Instructions to follow: The expected output is an exact restatement of all the records.

Stored data entries:
=======
PR #8490, opened 2021-12-10
fix: make HEADER and HEADERS non-reserved

### LINKED ISSUE #8446: Column name 'headers' throws an error that it is reserved name
**Describe the bug**
When using `headers` as a column name, even if I didn't specify headers as column type, an error is thrown that is a reserved keyword. However, this error is not thrown when using `key` as a column name.

```
create stream s1(key string key, message string, headers array<struct<key string, value bytes>>) with (kafka_topic='topic1', value_format
='delimited');
line 1:50: "headers" is a reserved keyword and it can't be used as an identifier. You can use it as an identifier by escaping it as 'headers' 
Statement: create stream s1(key string key, message string, headers array<struct<key string, value bytes>> headers) with (kafka_topic='topic1', value_f
ormat='delimited');
Caused by: line 1:50: "headers" is a reserved keyword and it can't be used as an
	identifier. You can use it as an identifier by escaping it as 'headers'
```

jzaralim:
### Description 
Fixes #8446 

### Testing done 
Changed some QTTs to use these as column names

### Reviewer checklist

### DIFF
--- a/ksqldb-functional-tests/src/test/resources/historical_plans/headers_-_Can_use_header_columns_in_filters/7.2.0_1639450823104/plan.json
+++ b/ksqldb-functional-tests/src/test/resources/historical_plans/headers_-_Can_use_header_columns_in_filters/7.2.0_1639450823104/plan.json
@@ -1,0 +1,179 @@
+{
+  "plan" : [ {
+    "@type" : "ksqlPlanV1",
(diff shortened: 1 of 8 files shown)


spena (approved):

guozhangwang (approved):
LGTM

PR #8492, opened 2021-12-10
feat: throw exception if feature flag is off

tolgadur:
### Description 
The `Alter System` work work as expected in the old runtime. We want to disallow this if the feature flag is not set.

### Testing done 
Existing tests

### Reviewer checklist

### DIFF
--- a/ksqldb-rest-app/src/main/java/io/confluent/ksql/rest/server/computation/ValidatedCommandFactory.java
+++ b/ksqldb-rest-app/src/main/java/io/confluent/ksql/rest/server/computation/ValidatedCommandFactory.java
@@ -136,6 +136,12 @@ public final class ValidatedCommandFactory {
     final String propertyName = alterSystemProperty.getPropertyName();
     final String propertyValue = alterSystemProperty.getPropertyValue();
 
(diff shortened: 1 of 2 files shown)


ksqldb-rest-app/src/main/java/io/confluent/ksql/rest/server/computation/ValidatedCommandFactory.java
```diff
@@ -136,6 +136,11 @@ private static Command createForAlterSystemQuery(
     final String propertyName = alterSystemProperty.getPropertyName();
     final String propertyValue = alterSystemProperty.getPropertyValue();
 
+    // raise exception if feature flag is set
+    if (!context.getKsqlConfig().getBoolean(KsqlConfig.KSQL_SHARED_RUNTIME_ENABLED)) {
+      throw new KsqlServerException("This feature is not yet enabled.");
```
guozhangwang, line 141: Could we be more specific in the error message, like "Cannot alter system configs when KSQL_SHARED_RUNTIME_ENABLED is turned off."

guozhangwang (approved):
One nit, otherwise LGTM!

PR #45, opened 2021-09-14
Tidy tokens module

adamchainz:
Improve order of functions, some names, and document each.

### DIFF
--- a/src/django_upgrade/fixers/empty_result_set_exception.py
+++ b/src/django_upgrade/fixers/empty_result_set_exception.py
@@ -10,7 +10,7 @@ from tokenize_rt import Offset
 
 from django_upgrade.ast import ast_start_offset
 from django_upgrade.data import Fixer, State, TokenFunc
-from django_upgrade.tokens import rewrite_imports
+from django_upgrade.tokens import update_import_modules
 
 fixer = Fixer(
     __name__,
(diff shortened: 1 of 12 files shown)


adamchainz:
@browniebroke any thoughts?

src/django_upgrade/tokens.py
```diff
@@ -157,13 +199,17 @@ def replace_arguments(
                 raise AssertionError(f"{keyword.arg} argument not found")
 
 
-def update_imports(
+def update_import_names(
```
browniebroke, line 202: This name sounds a lot clearer to me 👍🏻

src/django_upgrade/fixers/empty_result_set_exception.py
```diff
@@ -42,5 +42,5 @@ def visit_ImportFrom(
         and any(alias.name in REWRITES[node.module] for alias in node.names)
     ):
         yield ast_start_offset(node), partial(
-            rewrite_imports, node=node, rewrites=REWRITES
+            update_import_modules, node=node, module_rewrites=REWRITES[node.module]
```
browniebroke, line 45: Ah yes good point, no need to pass the whole `REWRITES` dict 👍🏻

browniebroke (commented):
Nice simplifications, names are a bit clearer.

adamchainz:
Thanks for having a read!

PR #46, opened 2021-09-16
Add a fixer for django.conf.urls deprecations

matthiask:
This fixer doesn't work yet. It somehow doesn't replace `django.conf.urls.url` with `django.urls.re_path`, only with `django.urls.url`.

That's a bit sad. I'm still posting it here. This fixer would make my life so much easier. Thanks :)

### DIFF
--- a/src/django_upgrade/fixers/urls.py
+++ b/src/django_upgrade/fixers/urls.py
@@ -1,0 +1,61 @@
+"""
+Replace django.conf.urls with django.urls
+"""
+import ast
+from functools import partial
+from typing import Iterable, Tuple
+
+from tokenize_rt import Offset
+
+from django_upgrade.ast import ast_start_offset
+from django_upgrade.data import Fixer, State, TokenFunc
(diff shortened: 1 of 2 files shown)


adamchainz:
There's prior art to copy from django-codemod here, which rewrites `url()` calls to `path()` if it can: https://github.com/browniebroke/django-codemod/blob/main/django_codemod/visitors/urls.py

matthiask:
> 
> 
> There's prior art to copy from django-codemod here, which rewrites `url()` calls to `path()` if it can: https://github.com/browniebroke/django-codemod/blob/main/django_codemod/visitors/urls.py

Ah yes, that would be nice too. However, it probbly has a lower priority since `re_path` won't go away soon? (I agree that `path` is nicer but old habits...)

adamchainz:
I don't really want to add a `url` -> `re_path` rewriter when there's the better fixer to adapt. It shouldn't be too much extra work. I even started a branch for this locally already but didn't have time to finish it.

adamchainz:
Superceded by #57, thanks for the initial PR.

PR #57, opened 2021-09-17
Add django.urls fixer

adamchainz:


adamchainz:
Thanks @browniebroke for the django-codemod implementation which I cribbed. At first I was thinking of parsing the path regex with a regex, which would be nuts.

browniebroke:
Amazing @adamchainz! This really makes me think it'll soon be time to put django-codemod into retirement, this tool is becoming a much more promising replacement 😄

matthiask:
Works really well! Thanks 🎉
=======
Finished task:
PR #8490, opened 2021-12-10
fix: make HEADER and HEADERS non-reserved

### LINKED ISSUE #8446: Column name 'headers' throws an error that it is reserved name
**Describe the bug**
When using `headers` as a column name, even if I didn't specify headers as column type, an error is thrown that is a reserved keyword. However, this error is not thrown when using `key` as a column name.

```
create stream s1(key string key, message string, headers array<struct<key string, value bytes>>) with (kafka_topic='topic1', value_format
='delimited');
line 1:50: "headers" is a reserved keyword and it can't be used as an identifier. You can use it as an identifier by escaping it as 'headers' 
Statement: create stream s1(key string key, message string, headers array<struct<key string, value bytes>> headers) with (kafka_topic='topic1', value_f
ormat='delimited');
Caused by: line 1:50: "headers" is a reserved keyword and it can't be used as an
	identifier. You can use it as an identifier by escaping it as 'headers'
```

jzaralim:
### Description 
Fixes #8446 

### Testing done 
Changed some QTTs to use these as column names

### Reviewer checklist

### DIFF
--- a/ksqldb-functional-tests/src/test/resources/historical_plans/headers_-_Can_use_header_columns_in_filters/7.2.0_1639450823104/plan.json
+++ b/ksqldb-functional-tests/src/test/resources/historical_plans/headers_-_Can_use_header_columns_in_filters/7.2.0_1639450823104/plan.json
@@ -1,0 +1,179 @@
+{
+  "plan" : [ {
+    "@type" : "ksqlPlanV1",
(diff shortened: 1 of 8 files shown)


spena (approved):

guozhangwang (approved):
LGTM

PR #8492, opened 2021-12-10
feat: throw exception if feature flag is off

tolgadur:
### Description 
The `Alter System` work work as expected in the old runtime. We want to disallow this if the feature flag is not set.

### Testing done 
Existing tests

### Reviewer checklist

### DIFF
--- a/ksqldb-rest-app/src/main/java/io/confluent/ksql/rest/server/computation/ValidatedCommandFactory.java
+++ b/ksqldb-rest-app/src/main/java/io/confluent/ksql/rest/server/computation/ValidatedCommandFactory.java
@@ -136,6 +136,12 @@ public final class ValidatedCommandFactory {
     final String propertyName = alterSystemProperty.getPropertyName();
     final String propertyValue = alterSystemProperty.getPropertyValue();
 
(diff shortened: 1 of 2 files shown)


ksqldb-rest-app/src/main/java/io/confluent/ksql/rest/server/computation/ValidatedCommandFactory.java
```diff
@@ -136,6 +136,11 @@ private static Command createForAlterSystemQuery(
     final String propertyName = alterSystemProperty.getPropertyName();
     final String propertyValue = alterSystemProperty.getPropertyValue();
 
+    // raise exception if feature flag is set
+    if (!context.getKsqlConfig().getBoolean(KsqlConfig.KSQL_SHARED_RUNTIME_ENABLED)) {
+      throw new KsqlServerException("This feature is not yet enabled.");
```
guozhangwang, line 141: Could we be more specific in the error message, like "Cannot alter system configs when KSQL_SHARED_RUNTIME_ENABLED is turned off."

guozhangwang (approved):
One nit, otherwise LGTM!

PR #45, opened 2021-09-14
Tidy tokens module

adamchainz:
Improve order of functions, some names, and document each.

### DIFF
--- a/src/django_upgrade/fixers/empty_result_set_exception.py
+++ b/src/django_upgrade/fixers/empty_result_set_exception.py
@@ -10,7 +10,7 @@ from tokenize_rt import Offset
 
 from django_upgrade.ast import ast_start_offset
 from django_upgrade.data import Fixer, State, TokenFunc
-from django_upgrade.tokens import rewrite_imports
+from django_upgrade.tokens import update_import_modules
 
 fixer = Fixer(
     __name__,
(diff shortened: 1 of 12 files shown)


adamchainz:
@browniebroke any thoughts?

src/django_upgrade/tokens.py
```diff
@@ -157,13 +199,17 @@ def replace_arguments(
                 raise AssertionError(f"{keyword.arg} argument not found")
 
 
-def update_imports(
+def update_import_names(
```
browniebroke, line 202: This name sounds a lot clearer to me 👍🏻

src/django_upgrade/fixers/empty_result_set_exception.py
```diff
@@ -42,5 +42,5 @@ def visit_ImportFrom(
         and any(alias.name in REWRITES[node.module] for alias in node.names)
     ):
         yield ast_start_offset(node), partial(
-            rewrite_imports, node=node, rewrites=REWRITES
+            update_import_modules, node=node, module_rewrites=REWRITES[node.module]
```
browniebroke, line 45: Ah yes good point, no need to pass the whole `REWRITES` dict 👍🏻

browniebroke (commented):
Nice simplifications, names are a bit clearer.

adamchainz:
Thanks for having a read!

PR #46, opened 2021-09-16
Add a fixer for django.conf.urls deprecations

matthiask:
This fixer doesn't work yet. It somehow doesn't replace `django.conf.urls.url` with `django.urls.re_path`, only with `django.urls.url`.

That's a bit sad. I'm still posting it here. This fixer would make my life so much easier. Thanks :)

### DIFF
--- a/src/django_upgrade/fixers/urls.py
+++ b/src/django_upgrade/fixers/urls.py
@@ -1,0 +1,61 @@
+"""
+Replace django.conf.urls with django.urls
+"""
+import ast
+from functools import partial
+from typing import Iterable, Tuple
+
+from tokenize_rt import Offset
+
+from django_upgrade.ast import ast_start_offset
+from django_upgrade.data import Fixer, State, TokenFunc
(diff shortened: 1 of 2 files shown)


adamchainz:
There's prior art to copy from django-codemod here, which rewrites `url()` calls to `path()` if it can: https://github.com/browniebroke/django-codemod/blob/main/django_codemod/visitors/urls.py

matthiask:
> 
> 
> There's prior art to copy from django-codemod here, which rewrites `url()` calls to `path()` if it can: https://github.com/browniebroke/django-codemod/blob/main/django_codemod/visitors/urls.py

Ah yes, that would be nice too. However, it probbly has a lower priority since `re_path` won't go away soon? (I agree that `path` is nicer but old habits...)

adamchainz:
I don't really want to add a `url` -> `re_path` rewriter when there's the better fixer to adapt. It shouldn't be too much extra work. I even started a branch for this locally already but didn't have time to finish it.

adamchainz:
Superceded by #57, thanks for the initial PR.

PR #57, opened 2021-09-17
Add django.urls fixer

adamchainz:


adamchainz:
Thanks @browniebroke for the django-codemod implementation which I cribbed. At first I was thinking of parsing the path regex with a regex, which would be nuts.

browniebroke:
Amazing @adamchainz! This really makes me think it'll soon be time to put django-codemod into retirement, this tool is becoming a much more promising replacement 😄

matthiask:
Works really well! Thanks 🎉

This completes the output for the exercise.